As with fraud, however, it’s unclear whether overprescribing is a widespread problem.
Either way, many big pharmacies are taking notice and have stopped filling prescriptions from Cerebral and other digital health companies.
Overuse
Policy makers looking to limit the cost of health care also have reason to fear that telehealth will lead to an overuse of resources. The convenience of online care could encourage people to schedule more appointments and doctors to request more services than needed.
The jury is still out on whether that is the case.
There is evidence of an increase in demands for digital health as part of expanded access. JAMA Internal Medicine published a research letter by Harvard faculty earlier this month, who said Medicare claims for devices that measure blood pressure, diabetes and other health conditions skyrocketed after the government approved them for home use in 2019. Growth was most pronounced during the pandemic.

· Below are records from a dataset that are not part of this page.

PR #745, opened 2016-08-10
Fix url service to handle projects that are not in the root web directory

dschissler:


templates/project/micro/services.php
```diff
@@ -25,10 +25,14 @@
  * The URL component is used to generate all kind of urls in the application
  */
 $di->setShared('url', function () {
-    $config = $this->getConfig();
+    $scriptName = $this->getRequest()
+        ->getServer('SCRIPT_NAME');
+
+    $baseUri = preg_replace('/public\/index.php$/', '', $scriptName);
```
sergeyklay: The 
```nginx
root /usr/share/nginx/html; 
```

break it

templates/project/modules/config.ini
```diff
@@ -11,4 +11,3 @@ controllersDir = ../apps/frontend/controllers/
 modelsDir      = ../apps/frontend/models/
 migrationsDir  = ../apps/migrations/
 viewsDir       = ../apps/frontend/views/
-baseUri        = /@@name@@/
```
sergeyklay: Do you suggest disallow user to configure this and just hardcode this rule?

dschissler: Yes.  I think that if anything it should just be allowing the user to configure a prefix or postfix on something.

templates/project/micro/services.php
dschissler: I'm not currently able to test with nginx due to another custom environment.

templates/project/modules/config.ini
sergeyklay: 10 out of 10 frameworks allows user to do it myself. Can you name at least one reason, why hardcoded option it is OK

templates/project/micro/services.php
sergeyklay: Devtools is not desogned for your environment

templates/project/modules/config.ini
dschissler: 1) I said so.

Ok so I'll dump this and give it another go in some days.

PR #767, opened 2016-08-24
Ensure BIGINT fields return an integer type for generated models.

daniel18387:
When setting BIGINT field types, the generated models were returning an attribute type of `string`.

## Example

Previously, the `type` and the `@var` were set to `string`.
```
    /**
     *
     * @var string
     * @Primary
     * @Identity
     * @Column(type="string", length=20, nullable=false)
     */
    protected $id;
```
Now, with the changes, they are set to `integer`, which is the expected outcome.
```
    /**
     *
     * @var integer
     * @Primary
     * @Identity
     * @Column(type="integer", length=20, nullable=false)
     */
    protected $id;
```
This has been a big bug for my project as I'm having to update all the getters and setters too. As you can imagine, it's pretty time consuming for big projects.


sergeyklay:

daniel18387:
Ok, no problem.

daniel18387:
@sergeyklay The PR now goes to the `3.0.x` branch.

sergeyklay:
Thanks

PR #770, opened 2016-08-26
fix initial migration timestamp based

### LINKED ISSUE #750: Initial Migration Timestamp Based problem
Hi,

If we create a timestamp based migrations and we try to run the first one, exemple:

```
./phalcon migration run --log-in-db --ts-based
```

We get this error:
```
ERROR: Wrong version number provided
```

Because since there is nothing on database on getCurrentVersion it tries to create a `VersionCollection::createItem(null);` this uses default value `000` that does not match the expected regex.

dagcosta:
fix #750 - this fixes the problem when migration is timestampbased - default value is not according to REGEX requirement


sergeyklay:
Thanks

PR #772, opened 2016-08-28
Fixed possible problems with PostgreSQL-Connections in generated code

hsegnitz:
charset is not a parameter for PostgreSQL Connections and thus switching to PostgreSQL inside an automatically generated project throws exceptions whenever something a database connection is attempted.

this proposed change keeps it more flexible by unsetting the key 'charset' from the adapters config array if the adapter is PostgreSQL


sergeyklay:
Thanks!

“Sometimes it’s easy for us to talk about fraud because it sounds more resonant, but the bigger political problem is overuse,” Mehrotra said. “The next question is whether this increase in healing is of low value or high value.”
Other research is more encouraging for telehealth advocates. Ellimootil and his colleagues at the University of Michigan found that pandemic waivers did not increase use as dreaded.
Telehealth visits accounted for about 9% of outpatient visits among Medicare beneficiaries at the end of 2021, the study found, and overall outpatient management visits were about 289 million in 2019 before dropping to 255 million in 2020. and 261 million in 2021.